From mild side effects to long-term protection: How COVID-19 vaccines trigger an immune response.

Extract from ABC News

Health

ABC Health & Wellbeing

By health reporter Olivia Willis

Posted 29 minutes ago

Most vaccine side effects last no more than a couple of days and people recover without any problems.

(Getty Images: Francesco Carta)

It's normal to feel a bit lousy in the day or two after your COVID-19 jab — in fact, it can be helpful to think of it as a positive sign.

Experts say mild side effects like tiredness, fevers, muscle aches, and arm pain are "normal signs your body is building protection".

But if feeling rubbish offers some reassurance that the vaccine is working, what does it mean if you don't have symptoms after the jab?

Thankfully, it's nothing to worry about: an absence of symptoms is not a sign the vaccine isn't doing its job, according to research published this week in JAMA Internal Medicine.

It suggests people who don't experience any side effects from mRNA COVID-19 vaccines still produce a robust antibody response.

US researchers measured the antibody levels of almost 1,000 healthcare workers two weeks after their second dose of the Pfizer or Moderna vaccine, and asked them to report any side effects.

They found almost 100 per cent of vaccine recipients "mounted a strong antibody response to the spike protein … independent of vaccine-induced reactions".

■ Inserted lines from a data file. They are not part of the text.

PR #3100, opened 2020-06-09
Fix T5708

Amanda-Catherine:


JohnFLewis:
For reference, if they enabled $wgAllowExternalImages in ManageWiki, this setting would be entirely unneeded.

PR #3102, opened 2020-06-10
simcitywiki configuration

Amanda-Catherine:


Reception123:
Well if it was disabling the application of global locks that would be a different story (and would definitely be declined) but if it is only global IP blocks it's a bit different. I'm also not too sure why this would be needed, IPs that are globally blocked are IPs that have violated global policies on multiple wikis, or open proxies. https://meta.miraheze.org/wiki/No_open_proxies_policy is a global policy and applies to all wikis, and according to current policy wikis cannot be exempted from said policy.

Amanda-Catherine:
As I said, all of these things are things that I have done before with Weather Wiki and WikiCanada, and @JohnFLewis has had no issues with them before.

PR #3113, opened 2020-06-12
Change license for airforcewiki and armywiki per T5738

soratako:
Contributors are only requesters.


soratako:
@Reception123 Since there are no contributions by other users on these wikis, I think there are no problem to marge. Please check [here](https://phabricator.miraheze.org/T5738#112012). (No need to hurry.)

PR #3116, opened 2020-06-14
Add '.*scratch' to rw blacklist

examknow:
Adding rule per the request of @RhinosF1 who I assume will comment with more regarding the reason for this request.

### DIFF
--- a/LocalSettings.php
+++ b/LocalSettings.php
@@ -321,7 +321,7 @@ $wi->config->settings = [
 
 	// CreateWiki
 	'wgCreateWikiBlacklistedSubdomains' => [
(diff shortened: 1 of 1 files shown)


examknow:
Tbh banning a wiki topic should be a community or at the very least a steward issue.

RhinosF1:
My suggestion is this is put in place for 28 days to allow time for community discussion

sario528:
I agree that we should give the community a chance to comment on this.

examknow:
@RhinosF1 I would suggest you open up an RfC. We can keep this PR open until we have some community opinion.

RhinosF1:
A post will be made within the next day to allow discussion.

I only intend for this to be a temp solution until we can harden the content policy to prevent it.

Reception123:
@RhinosF1 status?

RhinosF1:
Waiting on RfC result

Pix1234:
Merging per [successful 45 day ban proposal ](https://meta.miraheze.org/wiki/Requests_for_Comment/Prohibit_hate-based_wikis)

PR #3131, opened 2020-06-28
Add $wgTrustedMediaFormats for polytopewiki T5804

Amanda-Catherine:


Southparkfan:
Per https://github.com/wikimedia/mediawiki/blob/REL1_34/includes/libs/mime/defines.php#L41, MEDIATYPE_PLAINTEXT should be MEDIATYPE_TEXT.

Although I wonder whether we want to remove a security warning, even if the actual files aren't actually malicious. .off files trigger this warning because the MIME type is text/plain, which is unfortunate, since it means we cannot put a specific MIME type on the allowed list.

Amanda-Catherine:
@Southparkfan I just did exactly what the user requested...

RhinosF1:
> @Southparkfan I just did exactly what the user requested...

maybe think about it?

paladox:
Need to change https://github.com/miraheze/mw-config/blob/c4893fd72b7ddd198ff2675a516fed7a14ac732e/LocalExtensions.php#L11 to 

$wi->config->settings['wgTrustedMediaFormats']['default']['application/sla'];

PR #3132, opened 2020-06-29
Misc. config for dcwiki T5838

Amanda-Catherine:

PR #3134, opened 2020-07-02
Update LocalExtensions.php

Amanda-Catherine:
technical change per @paladox on #3131


paladox:
Do this on your other changehttps://github.com/miraheze/mw-config/pull/3132

PR #3143, opened 2020-07-07
Change license for wikidemocracywiki per T5876

soratako:
All contribs by users without permission to license change, have been deleted.


Reception123:
Checked and all users that have contributed have agreed to the license change, and the other edits have been removed and revdel'd.

PR #1674, opened 2015-06-18
[FLOC-2398] Flocker deploy certs

dwgebler:
Fixes FLOC-2398. Also fixes FLOC-2349 and FLOC-2397.


docs/using/config/usage.rst
```diff
@@ -44,10 +44,11 @@ To authenticate with the control service, you will need a copy of the public clu
 
 For ``flocker-deploy``, your API user certificate and key should be in files named ``user.crt`` and ``user.key`` and the cluster certificate in file ``cluster.crt``.
 
-By default, ``flocker-deploy`` will look for these certificate files in the current working directory.
-If this is not where the files are located, you may specify the ``--certificates-directory`` option to ``flocker-deploy``:
+By default, ``flocker-deploy`` will look for these certificate files in the current working directory and expect them to be named ``cluster.crt`` (the public cluster certificate), ``user.crt`` (the API user certificate) and ``user.key`` (the API user's private key).
+
+You can override any of these defaults with the ``--cafile`` (cluster certificate), ``--cert`` (user certificate) and ``--key`` (user private key) options, specifying the full path to each file.
```
adamtheturtle: This seems to me like a weird interface, with most tools I can specify just the filename of a file in the current working directory.

dwgebler: As per normal Linux behaviour (don't know about OS X but I'd imagine it's the same), if the files are in your working directory, you can just specify the file name without an absolute path. Perhaps changing to "specifying the path to each file" would suffice.....I'm not sure. But generally in Linux, the "full path" rather than the "absolute path" is technically just the file name if it's in your CWD. Anyway, if you can think of a good wording suggestion for this sentence, please add it in a comment :)

adamtheturtle: I'd get rid of "full" but if it works it works, and so this is optional.

adamtheturtle: I was more worried about people trying it and it not working than people thinking that the tool was limited - but that is an incorrect concern.

docs/using/config/usage.rst
```diff
@@ -44,10 +44,11 @@ To authenticate with the control service, you will need a copy of the public clu
 
 For ``flocker-deploy``, your API user certificate and key should be in files named ``user.crt`` and ``user.key`` and the cluster certificate in file ``cluster.crt``.
 
-By default, ``flocker-deploy`` will look for these certificate files in the current working directory.
-If this is not where the files are located, you may specify the ``--certificates-directory`` option to ``flocker-deploy``:
+By default, ``flocker-deploy`` will look for these certificate files in the current working directory and expect them to be named ``cluster.crt`` (the public cluster certificate), ``user.crt`` (the API user certificate) and ``user.key`` (the API user's private key).
```
adamtheturtle: `:file:` for files. We aren't great at this but should get better.

docs/using/config/usage.rst
```diff
@@ -44,10 +44,11 @@ To authenticate with the control service, you will need a copy of the public clu
...
+
+You can override any of these defaults with the ``--cafile`` (cluster certificate), ``--cert`` (user certificate) and ``--key`` (user private key) options, specifying the full path to each file.
 
 .. code-block:: console
 
-   $ flocker-deploy --certificates-directory=/home/alice/flocker-credentials 172.16.255.250 clusterhq_deployment.yml clusterhq_app.yml
+   $ flocker-deploy --cafile=/home/alice/credentials/mycluster.crt --cert=/home/alice/credentials/alice.crt --key=/home/alice/credentials/alice.key 172.16.255.250 clusterhq_deployment.yml clusterhq_app.yml
```
adamtheturtle: :question: The only other `--cafile` option I know of is `openssl` which uses `--CAfile`.

dwgebler: Actually now I think about it, it should probably be `--cacert` which is what cURL uses and is also then consistent with cURL in terms of `--cert` and `--key`.....that may have been what I intended in the first place.

exarkun: The OpenSSL CLI actually uses `-CAfile`.  There are at least three things wrong with that convention so let's not emulate it.

adamtheturtle:
So my options are:

* Use no options, by default I get `$PWD/user.crt`, `$PWD/user.key`, `$PWD/cluster.crt`
* `--certificates-directory` which gets `$DIRECTORY/user.crt` etc
* Specifying the `.crt` files etc

Mixing the last two options should be disallowed, maybe. What do you think?

flocker/cli/script.py
```diff
@@ -65,6 +65,12 @@ class DeployOptions(Options):
     optParameters = [
         ["port", "p", REST_API_PORT,
          "The REST API port on the server.", int],
+        ["cafile", None, b"cluster.crt",
```
adamtheturtle: Full stops on descriptions (I don't mind either way as long as it is consistent, and the existing ones have full stops).

flocker/cli/script.py
```diff
@@ -108,11 +114,28 @@ def parseArgs(self, control_host, deployment_config, application_config):
...
+        self["cafile"] = FilePath(self["cafile"])
+        self["cert"] = FilePath(self["cert"])
+        self["key"] = FilePath(self["key"])
+
         if self["certificates-directory"] is None:
             self["certificates-directory"] = FilePath(os.getcwd())
         else:
             self["certificates-directory"] = FilePath(
                 self["certificates-directory"])
+            self["cafile"] = self["certificates-directory"].child(
```
adamtheturtle: :question: I'll test this but it seems like odd behaviour if I specify a certificates directory and a full path to a file in another directory that it'd strip the path apart from the basename.

dwgebler:
> Mixing the last two options should be disallowed, maybe. What do you think?

I originally took the `--certificates-directory` out when I added the other options, but @itamarst said I should retain the backwards compatibility. We could make the CLI throw an error if you try to mix those file path options with the directory option, but in this pass I made it so that both the original behaviour was retained and that if you specify the directory option and file name options, it looks for those file names in the specified directory path. So, e.g. `flocker-deploy --certificates-directory=/home/whatever/credentials/ --cafile=mycluster.crt` looks for `/home/whatever/credentials/mycluster.crt`

I don't have a strong opinion on which is more.....reasonable. The potential for confusion at the moment is that `flocker-deploy --certificates-directory=/home/whatever/credentials/ --cafile=/somethingelse/mycluster.crt` would still look for `/home/whatever/credentials/mycluster.crt` - but why would anyone try and use the options in that way? Certainly nothing in our docs suggests you can or should combine those options. That said, such confusion would be avoided by refusing to act if both `--certificates-directory` AND any of `--cacert`, `--cert` or `--key` are specified.

flocker/ca/_ca.py
```diff
@@ -214,44 +214,67 @@ def flocker_keypair():
...
+def load_certificate_from_path(path, key_filename, cert_filename):
+    """
+    Load a certificate and keypair from a specified path.
+
+    :param FilePath path: Directory where certificate and key files
+        are stored.
+    :param bytes key_filename: The file name of the private key.
+    :param bytes cert_filename: The file name of the certificate.
+
+    :return: A ``tuple`` containing the loaded key and certificate
```
adamtheturtle: :question: I'm not sure that we have a "policy" on this but the rest of the codebase but we seem to not use `tuple`s and instead use data structures like `CertAndKey`. Maybe that is a question for someone else.

flocker/ca/_ca.py
```diff
@@ -332,6 +355,36 @@ class UserCredential(PRecord):
     username = field(mandatory=True, type=unicode)
 
     @classmethod
+    def from_files(cls, certificate_path, key_path):
```
adamtheturtle: :question: I'll look into this more but first impression is why is this better than `from_path` - the docstring seems to say that it is because this loads "a user certificate and keypair" and `from_path` loads `a user certificate`. If that is the difference then either something should be moved or something should be renamed.

flocker/ca/_ca.py
dwgebler: We do return tuples in some places. Note that the return value of this method is not a behaviour that changes in this branch.

flocker/ca/_ca.py
dwgebler: `from_files` can take different file paths for the certificate and the key, `from_path` takes one directory path and expects to find `<username>.crt` and `<username.key>` inside that path - the latter being the original behaviour of the various `Credential` classes, which is still retained because it's still used, but not what we want for `flocker-deploy` anymore. There is a separate issue mentioned in a comment in the code changes in this PR to later and more generally improve the restricted `from_path` behaviour present throughout the credential classes.

docs/using/config/usage.rst
adamtheturtle: > don't know about OS X but I'd imagine it's the same

You imagine correctly.

flocker/ca/_ca.py
adamtheturtle: At least change the method names / docstrings to present this information more clearly.

docs/using/config/usage.rst
adamtheturtle: It may be better to replace this whole block with something like "X is the default, see `--help` for information on using custom paths".

adamtheturtle:
Thanks for the considered responses, summary so far is that this looks pretty good. I'm not sure on best practices for backwards compatibility, but it seems a bit weird to have both options (as you suggested, maybe throw an error when both are used). I'd like to find out whether we are dropping `flocker-deploy` before spending too much time optimising this but otherwise address and resubmit for a probably quick final review.

adamtheturtle:
> but why would anyone try and use the options in that way?

I think we should assume yes, and at worst we've done a little extra work

docs/using/config/usage.rst
```diff
@@ -44,10 +44,11 @@ To authenticate with the control service, you will need a copy of the public clu
 
 For ``flocker-deploy``, your API user certificate and key should be in files named ``user.crt`` and ``user.key`` and the cluster certificate in file ``cluster.crt``.
 
-By default, ``flocker-deploy`` will look for these certificate files in the current working directory.
-If this is not where the files are located, you may specify the ``--certificates-directory`` option to ``flocker-deploy``:
+By default, ``flocker-deploy`` will look for these certificate files in the current working directory and expect them to be named :file:`cluster.crt` (the public cluster certificate), :file:`user.crt` (the API user certificate) and :file:`user.key` (the API user's private key).
```
jongiddy: You don't need both this paragraph and the previous one. I suggest deleting the previous one.

docs/using/config/usage.rst
```diff
@@ -44,10 +44,11 @@ To authenticate with the control service, you will need a copy of the public clu
...
+
+You can override any of these defaults with the ``--cacert`` (cluster certificate), ``--cert`` (user certificate) and ``--key`` (user private key) options, specifying the full path to each file.
```
jongiddy: Delete "any of" - it doesn't add anything.

flocker/ca/_ca.py
jongiddy: I'm OK with this function returning a tuple, but in the docstring please indicate the types inside the returned tuple.

flocker/ca/_ca.py
jongiddy: :question: Rename `from_files` to `from_credential_files`

flocker/cli/script.py
```diff
@@ -65,6 +65,12 @@ class DeployOptions(Options):
...
          "The REST API port on the server.", int],
+        ["cacert", None, None,
+         "Path to cluster certificate file."],
+        ["cert", None, None,
+         "Path to user certificate file."],
+        ["key", None, None,
+         "Path to user private key file."],
         ["certificates-directory", "c",
          None, ("Path to directory where TLS certificate and keys can be "
                 "found. Defaults to current directory.")],
```
jongiddy: :question: Not currently part of this patch, but please change this to "Path to directory containing TLS certificates and keys. Defaults to current directory."

jongiddy:
:question: I would actually prefer that the `--certificates-directory` option could be used with the other options, as follows:

The default directory for credentials is the value of `--certificates-directory`, or else the current working directory.

The value of the other flags can be an absolute path, or a path relative to the default directory. Defaults as currently, hence relative to the setting of the default directory.

However, seeing as this has been discussed in previous reviews, I am happy to accept the current state.

flocker/cli/script.py
```diff
@@ -108,11 +114,45 @@ def parseArgs(self, control_host, deployment_config, application_config):
...
+                self["cacert"].basename())
+            self["cert"] = self["certificates-directory"].child(
+                self["cert"].basename())
+            self["key"] = self["certificates-directory"].child(
+                self["key"].basename())
+
+        for credential in ["cacert", "cert", "key"]:
+            if not self[credential].isfile():
+                raise UsageError(
+                    "File " + self[credential].path + " does not exist."
```
jongiddy: :question: Add an additional sentence: 
```
"Use the flocker-ca command to create the credential, or use the --" + credential + " flag to specify the credential location."
```

jongiddy:
Tested by moving my keys and certificates around, and setting them using the command line flags.  Please address the remaining comments, and as long as there are no major code changes from addressing these comment, this is OK to merge.

adamtheturtle:
I have addressed @jongiddy 's comments and the tests pass, so I'm merging.

PR #1680, opened 2015-06-18
Flocker labsdoc floc 2032

robhaswell:


robhaswell:
I merge what I must, because I can.

PR #1682, opened 2015-06-18
Revert "[FLOC-2372] Remember discovered device path in EBSBlockDevice…

exarkun:
Reverts ClusterHQ/flocker#1659

For 1.0.1 we're going with a different implementation strategy to resolve this bug.  To minimize the size of the change, this change should be backed out because it will not be required for the alternate strategy.


exarkun:
exarkun: okay git diff `origin/release/flocker-1.0.0^^^..` is clean
itamar: merge then

PR #1684, opened 2015-06-18
Release maintenance/flocker 1.0.0/ebs device name mapping floc 2329

exarkun:
Fixes https://clusterhq.atlassian.net/browse/FLOC-2329

This is an entirely different approach to fixing the issue than was taken previously.  All of the filesystem UUID changes are gone.  This instead attempts to change the EBS storage driver so that it can reliably respond to `get_device_path` requests.

### DIFF
--- a/flocker/node/agents/ebs.py
+++ b/flocker/node/agents/ebs.py
@@ -37,7 +37,6 @@ from ._logging import (
 DATASET_ID_LABEL = u'flocker-dataset-id'
 METADATA_VERSION_LABEL = u'flocker-metadata-version'
 CLUSTER_ID_LABEL = u'flocker-cluster-id'
-ATTACHED_DEVICE_LABEL = u'attached-device-name'
 BOTO_NUM_RETRIES = u'20'
 VOLUME_STATE_CHANGE_TIMEOUT = 300
 MAX_ATTACH_RETRIES = 3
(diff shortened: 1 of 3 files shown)


flocker/node/agents/ebs.py
```diff
@@ -71,6 +70,48 @@ def _enable_boto_logging():
...
+
+    __repr__ = __str__
+
+
+def _expected_device(requested_device):
+    """
+    Given a device we requested from AWS EBS, determine the OS device path that
+    will actually be created.
+
+    This maps EBS required ``/dev/sdX`` names to ``/dev/vbdX`` names that are
```
myechuri: Did you mean "This maps EBS required ``/dev/sdX`` names to ``/dev/xvdX`` names that are" ? Thanks!

flocker/node/agents/ebs.py
```diff
@@ -71,6 +70,48 @@ def _enable_boto_logging():
...
+    used by currently supported platforms (Ubuntu 14.04 and CentOS 7).
```
itamarst: Document the param.

flocker/node/agents/ebs.py
```diff
@@ -559,20 +603,33 @@ def attach_volume(self, blockdevice_id, attach_to):
                     # UserGuide/device_naming.html), wait for new block device
                     # to be available to the OS, and interpret it as ours.
                     # Wait under lock scope to reduce false positives.
-                    new_device = _wait_for_new_device(blockdevices,
-                                                      volume.size)
+                    device_path = _wait_for_new_device(
```
itamarst: I was kinda hoping to just delete the whole code path with the lock, since it could erroneously notice legit EBS devices attached by some other system. But I guess that failure mode would now mostly just result in a retry... so OK that seems fine for now.

flocker/node/agents/ebs.py
```diff
@@ -559,20 +603,33 @@ def attach_volume(self, blockdevice_id, attach_to):
...
+                    # a certain simple pattern.  Verify that now and signal an
+                    # error immediately if the assumption is violated.  If we
+                    # let it go by, a later call to ``get_device_path`` will
+                    # quietly produce the wrong results.
+                    #
+                    # To make this explicit, we *expect* that the device will
+                    # *always* be what we *expect* the device to be (sorry).
+                    # This check is only here in case we're wrong to make the
+                    # system fail in a less damaging way.
+                    if _expected_device(device) != device_path:
```
itamarst: These two variables are two confusingly similar.

flocker/node/agents/ebs.py
```diff
@@ -71,6 +70,48 @@ def _enable_boto_logging():
...
+
+    def __str__(self):
+        return self._template.format(
+            self.requested.path, self.discovered.path,
+        )
+
+    __repr__ = __str__
+
+
+def _expected_device(requested_device):
```
itamarst: `_expected_local_device` maybe.

itamarst:
The big thing this is missing is the upgrade docs and the what's new stuff. We still need those.

flocker/node/agents/ebs.py
itamarst: Ah, but that's existing issue. So some other time.

PR #1696, opened 2015-06-20
Release maintenance/flocker 1.0.1pre1/disable restart policies floc 2467

adamtheturtle:
Fixes https://clusterhq.atlassian.net/browse/FLOC-2467

### DIFF
--- a/docs/releasenotes/index.rst
+++ b/docs/releasenotes/index.rst
@@ -9,6 +9,12 @@ You can learn more about where we might be going with future releases by:
 * Stopping by the ``#clusterhq`` channel on ``irc.freenode.net``.
 * Visiting our GitHub repository at https://github.com/ClusterHQ/flocker.
 
+v1.0.2
+======
+
+* The "on-failure" and "always" restart policies for containers have been disabled.
+  See :ref:`restart configuration`.
+
 v1.0.1
 ======
 
--- a/docs/releasenotes/index.rst
+++ b/docs/releasenotes/index.rst
@@ -13,7 +13,7 @@ v1.0.2
 ======
 
 * The "on-failure" and "always" restart policies for containers have been disabled.
-  See :ref:`restart configuration`.
+  See :ref:`restart policy<restart configuration>`.
 
 v1.0.1
 ======
--- a/docs/using/config/configuration.rst
+++ b/docs/using/config/configuration.rst
@@ -134,6 +134,9 @@ The following parameters are optional when defining an application:
 
   This specifies the restart policy for this Application.
   There must be a ``name`` sub-key whose value may be one of: ``never``, ``always``, or ``on-failure``.
+  **The supplied policy is recorded but not not used.
+  Containers will always behave as though created with the ``never`` restart policy.
+  It is recommended that all containers be created with this policy.**
   The ``on-failure`` restart policy accepts an optional ``maximum_retry_count`` sub-key, which specifies how many times Docker will attempt to restart the application container in the event of repeated failures.
   See the `Docker Restart Policy reference <https://docs.docker.com/reference/commandline/cli/#restart-policies>`_ for more information on restart policies.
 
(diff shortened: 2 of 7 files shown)


docs/releasenotes/index.rst
```diff
@@ -9,6 +9,12 @@ You can learn more about where we might be going with future releases by:
 * Stopping by the ``#clusterhq`` channel on ``irc.freenode.net``.
 * Visiting our GitHub repository at https://github.com/ClusterHQ/flocker.
 
+v1.0.2
+======
+
+* The "on-failure" and "always" restart policies for containers have been disabled.
```
itamarst: I think this should have same text as the NEWS, explaining why and that it's temporary.

docs/using/config/configuration.rst
```diff
@@ -134,6 +134,9 @@ The following parameters are optional when defining an application:
 
   This specifies the restart policy for this Application.
   There must be a ``name`` sub-key whose value may be one of: ``never``, ``always``, or ``on-failure``.
+  **The supplied policy is recorded but not not used.
```
itamarst: Maybe add link to issue for re-enabling this? Public issue tracker, may as well use that.

docs/releasenotes/index.rst
itamarst: ANd maybe link to issue here too, so people who are interested can track progress instead of maybe filing new issues saying "I need this".

flocker/node/_deploy.py
```diff
@@ -934,6 +935,13 @@ def _restart_for_application_change(
         # we don't want to do anything:
         comparable_state = comparable_state.transform(["running"], True)
 
+        # Restart policies were briefly supported but they interact poorly with
```
itamarst: This comment is wrong, as is implementation I think. Given this patch Flocker will *not* change any existing running container; rather, it will continuously restart it.

1. Container X is configured with `always`.
2. Actual container may be `always`, may be new one with `never.
3. In either case, this function will indicate state is `never.
4. `always != never` and so container will be restarted (repeatedly).

What you want to change is the *configuration* to be `never` in this function. Then:

* Existing containers with policy `always` or `on-failure` in their state will be restarted as `never` containers, thus preventing problems on restart.
* Containers with state `never` will always compare equally to the configuration and therefore not getting restarted.
* When we re-introduce restarts the line can be deleted and the containers will be appropriately restarted.

In short: transform `comparable_configuration`, not `comparable_state`.

flocker/node/_deploy.py
```diff
@@ -171,7 +171,8 @@ def run(self, deployer):
             volumes=volumes,
             mem_limit=application.memory_limit,
             cpu_shares=application.cpu_shares,
-            restart_policy=application.restart_policy,
+            # The only supported policy is "never".  See FLOC-2449.
+            restart_policy=RestartNever(),
```
itamarst: This bit looks right.

itamarst:
Besides the comment above, merge is failing (?!). Merge forward, address, resubmit.

itamarst:
Oh, branch name is wrong. We really need a better policy...

flocker/node/_deploy.py
exarkun: Not sure what I was thinking.  Possibly I got confused between which of the three variations of the solution I was working on. :/  I think your analysis is correct with one minor correction: I also changed `StartApplication` to start applications with `RestartNever()` as the policy regardless of configuration... So this change accidentally succeeds in only restarting the applications once.

The suggested fix makes the code make more sense.

exarkun: And fixes the case where the application is running with "always" restart policy but the configuration is changed to "never" simultaneously with the Flocker upgrade.

exarkun: Aaaahhh restart policies aren't comparable in any meaningful way.

PR #1697, opened 2015-06-21
Make tox runs faster

achanda:
- Skip creating a source distribution. This takes time and is not
  necessary.
- Do not install distribute
- Require version 1.6 which added support for these flags

### DIFF
--- a/tox.ini
+++ b/tox.ini
@@ -1,5 +1,8 @@
 [tox]
 envlist = pypy, py27, lint, sphinx
+distribute = False
+minversion = 1.6
+skipsdist = True
 
 [testenv]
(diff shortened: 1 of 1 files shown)


lukemarsden:
Thank you for your contribution! We will take a look at this as soon as possible and get back to you.

itamarst:
While testing this I discovered that our `tox` support has been broken by a recent change. So I'll probably go fix that and maybe combine these improvements into that branch.

itamarst:
Some of this made it into #1821 - thanks for the PR! If you email thanks@clusterhq.com we'd be happy to send you a t-shirt.

PR #1701, opened 2015-06-22
[FLOC-2485] Font size should be set once, not on nested sections

msh100:
Fixes FLOC-2485


adamtheturtle:
Also fixes https://clusterhq.atlassian.net/browse/FLOC-2241.

adamtheturtle:
I don't understand the code but from looking at `/using/installing/index.html#what-to-do-next` the font sizes look fine, so I'm merging. Thanks @msh100 .

PR #1702, opened 2015-06-22
[FLOC-2484] Make padding top and bottom the same on headers

msh100:
Fixes FLOC-2484

### DIFF
--- a/docs/_themes/clusterhq/static/css/docs.css
+++ b/docs/_themes/clusterhq/static/css/docs.css
@@ -83,6 +83,7 @@ li.button.menu a:hover {
 h1, h2, h3, h4, h5 {
     font-family:'Soho Gothic W01 Medium';
     padding-bottom: 25px;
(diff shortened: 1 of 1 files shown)


adamtheturtle:
To confirm, this is because A is longer than B, right?

screenshot 2015-06-22 14 02 56

adamtheturtle:
If so I can't tell, but then the rest of the theme hasn't been through such scrutiny - the code is fine and the header looks fine to me and I'll leave it to your judgement. If the issue is something else then resubmit.

msh100:
Thanks @adamtheturtle, I think you're looking at the wrong part of the page. This is likely due to a poor description in JIRA.

http://i.imgur.com/pT5HyuT.png

On the left is the new version, the right is what we currently have.

The change is to increase the top padding for content headers.

adamtheturtle:
Ok, same comment applies, thanks. Merging.

PR #1703, opened 2015-06-22
[FLOC-2428] Release maintenance/flocker 1.0.1/remove logging

jongiddy:

PR #1704, opened 2015-06-22
[FLOC-2427] Remove logging

jongiddy:
This is the PR for `master` of the existing PR #1703 that has been merged into `release/flocker-1.0.1`


adamtheturtle:
Eyeballing shows that this is the same as the diff which was accepted in https://github.com/ClusterHQ/flocker/pull/1675/files. Merge if you're happy with the build results.

PR #1706, opened 2015-06-22
Increase the pyasn1 version

adamtheturtle:


adamtheturtle:
This is against master, does it need to go against a release branch? If so, which one?

setup.py
```diff
@@ -51,7 +51,7 @@
 
     # Some of the tests use Conch:
     "PyCrypto==2.6.1",
-    "pyasn1==0.1.7",
+    "pyasn1==0.1.8",
```
exarkun: I think a safer change would be to pin the version of pyasn1_modules to one that's compatible with pyasn1.

exarkun: Also easier to review since it's the change that means "keep using the software we've been using" instead of one that means "upgrade to some new software".

exarkun: Also avoids this problem happening again as soon as pyasn1 is releases again.

PR #2257, opened 2015-11-30
Use failureResultOf to verify failed Deferred in tests.

sarum90:
Fixes FLOC-3574 where I rolled my own instead of using the twisted provided built-in.


wallrj:
Thanks @sarum90 

Looks good to me.

* `failureResultOf` raises an assertion error unless the supplied deferred has fired. I can't tell  whether the home grown version had the same behaviour.

sarum90:
All builds have passed on Jenkins at some point in time, all current failures look like rackspace is unhealthy at the moment. Separately I'm looking down that issue, but almost certainly unrelated to this change, so I'm merging.

PR #2260, opened 2015-12-01
[FLOC 3577] Temporarily remove the TrueAbility links from the documentation

davidoliverSP2:
Fixes 3577

Due to TA not working, it has been taken offline to be updated. While this is down, this PR suppresses 2 locations in the documentation which referenced it.

### DIFF
--- a/docs/install/index.rst
+++ b/docs/install/index.rst
@@ -6,7 +6,9 @@ Installing Flocker
 
 There are several installation options with which you can get up and running with Flocker.
 
-You can also try Flocker without installation, either in our live hosted environment or on virtual machines using our Vagrant image. For more information, see :ref:`get-started`.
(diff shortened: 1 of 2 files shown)


exarkun:
Thanks.

I think I'd prefer to see the documentation just removed rather than commented out.  Leaving a link to this PR or the issue will make it easy to recover the text if, when we want to bring this back, we want to see the text for reference or restore it verbatim.

Leaving it there commented out clutters the file and hampers further maintenance.

Or at least, that's the case for source code.  I tend to think it makes sense for documentation as well.  Since you're the primary maintainer here, happy to hear ideas to the contrary, though.

So please either:

  * delete instead of commenting out or
  * leave as-is and explain the motivation for doing so

and then merge.  Thanks!

davidoliverSP2:
thanks @exarkun 

I like option 1. I'll dust off my delete button.....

The findings echo what clinical trials show: COVID-19 vaccines are highly effective irrespective of age, sex, or the presence of side effects.

So why do vaccines leave some of us feeling worse than others? And how exactly does our body mount an immune response?

Catch up on the main COVID-19 news from August 17 with a look back at our blog

How do vaccines mimic a virus?

In order to train our bodies to recognise pathogens (and fight them off down the track), vaccines introduce our immune system to part of a pathogen — known as an "antigen" — which triggers an immune response.

This antigen might be a weakened or inactivated virus, or it might be just one part of a pathogen — for example, the spike protein found on the surface of SARS-CoV-2 (used by the virus to latch onto and enter human cells).

Traditional vaccines, including some COVID-19 jabs, deliver antigens directly to the body.

But other COVID-19 vaccines, such as the Pfizer, Moderna and AstraZeneca jabs, use different technology.

Instead of delivering the antigen itself, the vaccines contain a genetic blueprint (or set of instructions) that tell the body to make the SARS-CoV-2 spike protein using the body's own cells.

To do this, the Pfizer and Moderna jabs contain a single strand of genetic material — that's the mRNA or messenger RNA — which is encapsulated in a protective fatty coating.

The AstraZeneca vaccine, on the other hand, contains double-stranded DNA, which is carried into the body via a weakened version of a common cold virus, engineered so it doesn't replicate.

The genetic instructions in the AstraZeneca vaccine come in the form of DNA, which is much more stable than mRNA.

(Pixabay)

"The DNA gets taken up by your cells, that DNA then encodes the mRNA, and then it turns into a protein … which is what your body is going to respond to," said Stuart Tangye, an immunologist from the Garvan Institute of Medical Research.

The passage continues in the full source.